Ingin sekali meminjam, tapi kenyataan bahwa Padma bahkan tidak tahu, alasan ‘pacar-pacar’ Hira memberinya sepatu membuat Padma ragu. Terlebih, dia tidak pernah mendukung tingkah wanita dua puluh tahun itu yang berganti pacar seperti berganti baju. Terlalu sering dan mengkhawatirkan. Tetapi Hira tidak pernah mau diingatkan. Setiap kali dinasihati, dia akan melawan dan terkadang tidak pulang sampai tiga hari.

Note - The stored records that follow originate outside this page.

Issue #287, opened 2022-09-16
Add support for setting, getting, and deleting cookies


jgraham:

whimboo:
Given that we haven't had an issue for deleting cookies yet and that it actually fits into this issue I've updated the summary of the issue to reflect that as well.

whimboo:
See as well some ongoing discussions on https://github.com/w3c/webdriver-bidi/pull/423.

lolaodelola:
Hi folks, my colleague @jugglinmike  and I have been thinking about ways we could implement Cookies (get, set & delete) and have come up with three possible solutions and would love to hear what folks think.

1. We specify every way that a browser does cookies and include this in the API. So getCookie("foo", container: containerName) would get the named foo from the Firefox container named bar, and getCookie("foo", requestSourceOrigin: [example.com](http://example.com/)) would get the named cookie from the request source origin, etc.

2. We specify a mechanism to include generic properties for your requests. getCookie("foo", source: container | requestSourceOrigin) So you can add whatever you want and implementers can define what those things are and what the browser does in response. This method would mean we don’t have to get into the details of the request, source origin, etc & allow the browsers to interpret as they will.

3. We specify that when getCookie("foo") returns any and everything, for every request source origin, every container. "get" could return an array (which could be empty in some instances), while "set" could create a cookie that applied to all contexts, and "delete" would remove the named cookie in any & all contexts where it was defined.

There are pros and cons to each of these methods, so none is perfect, and I’m not particularly attached to any, so it’d be great to hear what others think.
cc: @mathiasbynens

OrKoN:
@jgraham and I were discussing cookies right now on the webdriver channel. It looks like the option 3 would be preferable and in line with the discussion there but we need to include the cookie key into the matching cookies and probably add a way to compute a cookie key for a given context.

jgraham:
So the problem is forwards compatibility.

Let's say we adopt a design where you have browser-specific partition keys, and any key the client is missing is interpreted as a wildcard.

For getting cookies that's not totally terrible, but there are still sharp edges. For example if initially cookies are only keyed on destination origin (the default), then `getCookies("name", host="example.org")` is going to always just return one cookie. But if it then adds partitioning by source origin, there may well be more than one cookie returned, and that would almost certainly lead to unexpected results in automated tests, even though the site under test would in fact be working correctly.

[...]

PR #429, opened 2023-05-18
Add network request interception

jgraham:
Add a feature for intercepting network requests.

Network request incercepts are created using the network.addIntercept command. This takes a URL pattern describing which resources to match, and a list of phases, which can be "beforeRequestSent", "responseStarted", or "authRequired". It returns a handle that can later be used with network.removeIntercept to unregister the intercept.

When a request is intercepted, the corresponding network events get their `isBLocked` property set to true, and the client has to respond with a command in order to unblock the request.

Blocking only occurs if a client is also subscribed to the relevant network events.

Each request inteception phase has a corresponding event, and one or more commands to continue the request from that point.

At the beforeRequestSent phase, the client may respond with continueRequest, which allows altering the request properties, but continues processing the request via the normal network stack. It may also respond with network.provideResponse, which allows providing a complete response body and prevents all further processing.

At the afterResponse stage, the client may respond with network.continueResponse, which allows altering the response status and headers, or network.provideResponse, which overrides the network response with the client-provided response.

At either phase the client may response with network.failRequest to cause the fetch to end with a network error.

At the authRequired phase, the client must respond with network.continueWithAuth, to handle the request for credentials.

Credentials can also be provided in the responseStarted phase (when the response has an approproate status code and authentication header), in which case those credentials will be used and a network.authRequired event will not be sent.

***
<a href="https://pr-preview.s3.amazonaws.com/w3c/webdriver-bidi/pull/429.html" title="Last updated on Aug 17, 2023, 10:14 AM UTC (88e622b)">Preview</a> | <a href="https://pr-preview.s3.amazonaws.com/w3c/webdriver-bidi/429/e11ad3a...88e622b.html" title="Last updated on Aug 17, 2023, 10:14 AM UTC (88e622b)">Diff</a>

### DIFF
--- a/index.bs
+++ b/index.bs
@@ -398,9 +398,9 @@ A <dfn>BiDi session</dfn> is a [=/session=] which has the [=BiDi flag=]
 set to true.
 
 <div algorithm>
-The set of <dfn>active BiDi sessions</dfn> is given by:
+The list of <dfn>active BiDi sessions</dfn> is given by:
 
-1. Let |BiDi sessions| be a new [=/set=].
+1. Let |BiDi sessions| be a new [=/list=].
 
 1. For each |session| in [=active sessions=]:
 
@@ -487,25 +487,24 @@ WebDriver BiDi extends the set of [=error codes=] from [[WEBDRIVER|WebDriver]]
 with the following additional codes:
 
 <dl>
-  <dt><dfn>no such script</dfn>
-  <dd>Tried to remove an unknown [=preload script=].
-</dl>
-
-<dl>
   <dt><dfn>no such handle</dfn>
   <dd>Tried to deserialize an unknown <code>RemoteObjectReference</code>.
-</dl>
 
-<dl>
+  <dt><dfn>no such intercept</dfn>
+  <dd>Tried to remove an unknown [=network intercept=].
+
   <dt><dfn>no such node</dfn>
   <dd>Tried to deserialize an unknown <code>SharedReference</code>.
-</dl>
 
-<dl>
+  <dt><dfn>no such request</dfn>
+  <dd>Tried to continue an unknown [=/request=].
+
+  <dt><dfn>no such script</dfn>
+  <dd>Tried to remove an unknown [=preload script=].
+
   <dt><dfn>unable to close browser</dfn>
   <dd>Tried to close the browser, but failed to do so.
 </dl>
-
 
 <pre class="cddl local-cddl">
 ErrorCode = "invalid argument" /
@@ -515,7 +514,9 @@ ErrorCode = "invalid argument" /
             "no such element" /
             "no such frame" /
             "no such handle" /
+            "no such intercept" /
             "no such node" /
+            "no such request" /
             "no such script" /
             "session not created" /
             "unable to capture screen" /
@@ -640,19 +641,6 @@ To <dfn>obtain a set of event names</dfn> given an |name|:
    |events|.
 
 1. Return [=success=] with data |events|.
-
-</div>
-
-<div algorithm>
-To <dfn>emit events</dfn> given |body| and |related browsing contexts|:
-
-1. [=Assert=]: |body| has [=map/size=] 2 and [=contains=] "<code>method</code>"
-   and "<code>params</code>".
-
-1. For each |session| in the [=set of sessions for which an event is enabled=]
-   given |body|["method"] and |related browsing contexts|:
-
-  1. [=Emit an event=] with |session| and |body|.
 
 </div>
 
@@ -3557,6 +3545,13 @@ relating to network requests.
 <pre class="cddl remote-cddl">
 
 NetworkCommand = (
+  network.AddIntercept //
+  network.ContinueRequest //
+  network.ContinueResponse //
+  network.ContinueWithAuth //
+  network.FailRequest //
+  network.ProvideResponse //
+  network.RemoveIntercept
 )
 
 </pre>
@@ -3569,10 +3564,11 @@ NetworkResult = (
 )
 
 NetworkEvent = (
+    network.AuthRequired //
     network.BeforeRequestSent //
     network.FetchError //
-    network.ResponseStarted //
-    network.ResponseCompleted
+    network.ResponseCompleted //
+    network.ResponseStarted
 )
 
 </pre>
@@ -3581,17 +3577,148 @@ A [=remote end=] has a <dfn>before request sent map</dfn> which is initially an
 empty map.  It's used to track the network events for which a
 <code>network.beforeRequestSent</code> event has already been sent.
 
+### Network Intercepts ### {#network-intercepts}
+
+A <dfn>network intercept</dfn> is a mechanism to allow remote ends to intercept
+and modify network requests and responses.
+
+A [=BiDi session=] has an <dfn>intercept map</dfn> which is a [=/map=] between
+intercept id and a [=struct=] with fields <code>url patterns</code> and
+<code>phases</code> that define the properties of active network intercepts. It
+is initially empty.
+
+A [=BiDi session=] has a <dfn>blocked request map</dfn>, used to track the
+requests which are actively being blocked. It is an [=/map=] between request id
+and a [=struct=] with fields <code>request</code>, <code>phase</code>, and
+<code>response</code>. It is initially empty.
+
+<div algorithm>
+
+To <dfn>get the network intercepts</dfn> given |session|, |event|, and |request|:
+
+1. Let |session intercepts| be |session|'s [=intercept map=].
+
+1. Let |intercepts| be an empty list.
+
+1. Run the steps under the first matching condition:
+  <dl>
+    <dt>|event| is "<code>network.beforeRequestSent</code>"
+    <dd>Set |phase| to the <code>beforeRequestSent</code>
+    <dt>|event| is "<code>network.responseStarted</code>"
+    <dd>Set |phase| to "<code>responseStarted</code>".
+    <dt>|event| is "<code>network.authRequired</code>"
+    <dd>Set |phase| to "<code>authRequired</code>"».
+    <dt>|event| is "<code>network.responseCompleted</code>"
+    <dd>Return |intercepts|.
+  </dl>
+
+1. Let |url| be the result of running the [=URL serializer=] with |request|'s
+   [=request/URL=].
+
+1. For each |intercept id| → |intercept| of |session intercepts|:
+
+  1. If |intercept|'s <code>phases</code> [=set/contains=] |phase|:
+
+    1. Let |url patterns| be |intercept|'s <code>url patterns</code>.
+
+    1. If |url patterns| is [=list/empty=]:
+
+      1. [=list/Append=] |intercept id| to |intercepts|.
+
+      1. Continue.
+
+    1. For each |url pattern| in |url patterns|:
+
+      1. If [=match URL pattern=] with |url pattern| and |url|:
+
+        1. [=list/Append=] |intercept id| to |intercepts|.
+
+        1. Continue.
+
+1. Return |intercepts|.
+
+</div>
+
 ### Types ### {#module-network-types}
+
+#### The network.AuthChallenge Type #### {#type-network-AuthChallenge}
+
+<pre class="cddl local-cddl">
+network.AuthChallenge = {
+  scheme: text,
+  realm: text,
+}
+</pre>
+
+<div algorithm>
+
+To <dfn>extract challenges</dfn> given |response|:
+
+Issue: Should we include parameters other than realm?
+
+1. If |response|'s [=response/status=] is 401, let |header name| be
+   `<code>WWW-Authenticate</code>`. Otherwise if |response|'s [=response/status=] is 407, let
+   |header name| be `<code>Proxy-Authenticate</code>`. Otherwise return null.
+
+1. Let |challenges| be a new [=/list=].
+
+1. For each (|name|, |value|) in |response|'s [=response/header list=]:
+
+   Issue: as in Fetch it's unclear if this is the right way to handle multiple
+   headers, parsing issues, etc.
+
+  1. If |name| is a [=byte-case-insensitive=] match for |header name|:
+
+    1. Let |header challenges| be the result of parsing |value| into a list of
+       challenges, each consisting of a scheme and a list of parameters, each of
+       which is a [=tuple=] (name, value), according to the rules of [[!RFC9110]].
+
+    1. For each |header challenge| in |header challenges|:
+
+      1. Let |scheme| be |header challenge|'s scheme.
+
+      1. Let |realm| be the empty string.
+
+      1. For each (|param name|, |param value|) in |header challenge|'s
+         parameters:
+            1. If |param name| equals `<code>realm</code>` let |realm| be
+               [=UTF-8 decode=] |param value|.
+
+      1. Let |challenge| be a new [=/map=] matching the
+         <code>network.AuthChallenge</code> production, with the
+         <code>scheme</code> field set to |scheme| and the <code>realm</code>
+         field set to |realm|.
+
+     1. [=list/Append=] |challenge| to |challenges|.
+
+1. Return |challenges|.
+
+</div>
+
+#### The network.AuthCredentials Type #### {#type-network-AuthCredentials}
+
+<pre class="cddl remote-cddl">
+network.AuthCredentials = {
+  type: "password",
+  username: text,
+  password: text,
+}
+</pre>
+
+The <code>network.AuthCredentials</code> type represents the response to a
+request for authorization credentials.
 
 #### The network.BaseParameters Type #### {#type-network-BaseParameters}
 
 <pre class="cddl local-cddl">
 network.BaseParameters = (
     context: browsingContext.BrowsingContext / null,
+    isBlocked: bool,
     navigation: browsingContext.Navigation / null,
     redirectCount: js-uint,
     request: network.RequestData,
     timestamp: js-uint,
+    ? intercepts: [+network.Intercept]
 )
 </pre>
 
@@ -3602,7 +3729,10 @@ Issue: Consider including the `sharedId` of the document node that initiated the
 request in addition to the context.
 
 <div algorithm>
-To <dfn>get the base network event data</dfn> given |request| and |redirect count|:
+To <dfn>process a network event</dfn> given |session|, |event|, and |request|:
+
+1. Let |intercepts| be the result of [=get the network intercepts=] with
+   |session|, |event|, and |request|.
 
 1. Let |request data| be the result of [=get the request data=] with |request|.
 
@@ -3610,11 +3740,6 @@ To <dfn>get the base network event data</dfn> given |request| and |redirect coun
 1. Let |navigation| be |request|'s [=navigation id=].
 
 1. Let |context id| be null.
-
-1. If |request|'s [=request/client=] is not null, let |related browsing contexts|
-   be the result of [=get related browsing contexts=] with |request|'s
-   [=request/client=]. Otherwise let |related browsing contexts| be an empty
-   set.
 
 1. If |request|'s [=request/window=] is an [=environment settings object=]:
 
@@ -3624,15 +3749,22 @@ To <dfn>get the base network event data</dfn> given |request| and |redirect coun
      settings|' [=environment settings object/global object=], let |context id|
      be the [=browsing context id=] for that context.
 
+1. Let |redirect count| be |request|'s [=redirect count=].
+
 1. Let |timestamp| be a [=time value=] representing the current date and time in UTC.
+
+1. If |intercepts| is not [=list/empty=], let |is blocked| be true, otherwise
+   let |is blocked| be false.
 
 1. Let |params| be [=/map=] matching the <code>network.BaseParameters</code>
    production, with the <code>request</code> field set to |request data|, the
    |navigation| field set to <code>navigation</code>, the <code>context</code>
    field set to |context id|, the <code>timestamp</code> field set to
-   |timestamp|, and the <code>redirectCount</code> field set to |redirect count|.
+   |timestamp|, the <code>redirectCount</code> field set to |redirect count|, the
+   <code>isBlocked</code> field set to |is blocked|, and <code>intercepts</code>
+   field set to |intercepts| if |is blocked| is true, or omitted otherwise.
 
-1. Return (|related browsing contexts|, |params|)
+1. Return |params|
 
 </div>
 
@@ -3658,7 +3790,7 @@ type, any other data is represented in Base64-encoded form as
 <code>network.Base64Value</code>.
 
 <div algorithm>
-To <dfn ignore>deserialize protocol bytes</dfn> given |protocol bytes|:
+To <dfn>deserialize protocol bytes</dfn> given |protocol bytes|:
 
 Note: this takes bytes encoded as a <code>network.BytesValue</code> and returns
 a [=byte sequence=].
@@ -3694,24 +3826,24 @@ Note: this takes a [=byte sequence=] and returns a <code>network.BytesValue</cod
 
 [=Remote end definition=] and [=local end definition=]
 
-<pre class="cddl local-cddl">
+<pre class="cddl local-cddl remote-cddl">
 network.Cookie = {
     name: text,
     value: network.BytesValue,
     domain: text,
     path: text,
-    ? expires: js-uint,
     size: js-uint,
     httpOnly: bool,
     secure: bool,
     sameSite: "strict" / "lax" / "none",
+    ? expires: js-uint,
 };
 </pre>
 
 The <code>network.Cookie</code> type represents a cookie.
 
 <div algorithm>
-To <dfn>get a cookie</dfn> given |stored cookie|:
+To <dfn>serialize cookie</dfn> given |stored cookie|:
 
 Note: The definitions of |stored cookie|'s fields are from [[COOKIES]], except
 samesite-flag, which is from [[SAME-SITE-COOKIES]].
@@ -3748,6 +3880,35 @@ samesite-flag, which is from [[SAME-SITE-COOKIES]].
    set to |size|, the <code>httpOnly</code> field set to |http only|, the
    <code>secure</code> field set to |secure|, and the <code>sameSite</code>
    field set to |same site|.
+
+</div>
+
+#### The network.CookieHeader Type #### {#type-network-CookieHeader}
+
+[=Remote end definition=]
+
+<pre class="cddl remote-cddl">
+network.CookieHeader = {
+    name: text,
+    value: network.BytesValue,
+};
+</pre>
+
+The <code>network.CookieHeader</code> type represents the subset of cookie data
+that's in a <code>Cookie</code> request header.
+
+<div algorithm>
+To <dfn>serialize cookie header</dfn> given |protocol cookie|:
+
+1. Let |name| be [=UTF-8 encode=] |protocol cookie|["<code>name</code>"].
+
+1. Let |value| be [=deserialize protocol bytes=] with |protocol
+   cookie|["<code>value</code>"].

Lelah, akhirnya Padma menyerah. Hira sudah besar. Sudah dewasa. Sudah bisa berpikir dan mengambil keputusan sendiri. Dia tahu mana yang benar dan salah, keputusan ada di tangannya. Padma tidak ingin ambil pusing lagi. Memikirkan kebutuhan mereka yang tak terpenuhi saja, ia sudah merasa pening.

Tak ingin membuang waktu lebih lama, akhirnya Padma tetap memakai sepatu usangnya sendiri. Toh, dia tidak akan melamar pekerjaan di perusahaan atau tempat-tempat elite. Paling mentok di pabrik rokok atau tekstil, kalau beruntung ia bisa menjadi asisten rumah tangga lagi.

Namun, asisten rumah tangga sekalipun sekarang butuh koneksi. Orang kaya yang berhati-hati bahkan lebih suka mengambil pembantu dari yayasan, bukan gelandangan sembarangan.

Berusaha membesarkan hati dengan mengingatkan diri bahwa rezeki sudah ada yang mengatur, Padma tersenyum untuk memancing semangatnya.

Sepatu berhasil dipasang. Lem bawahnya sudah sekarat. Padma tidak yakin pantofel hitam tanpa hak ini bisa bertahan lebih dari tiga hari. Tetapi, tak apa. Siapa tahu hari ini Tuhan mengabulkan doanya.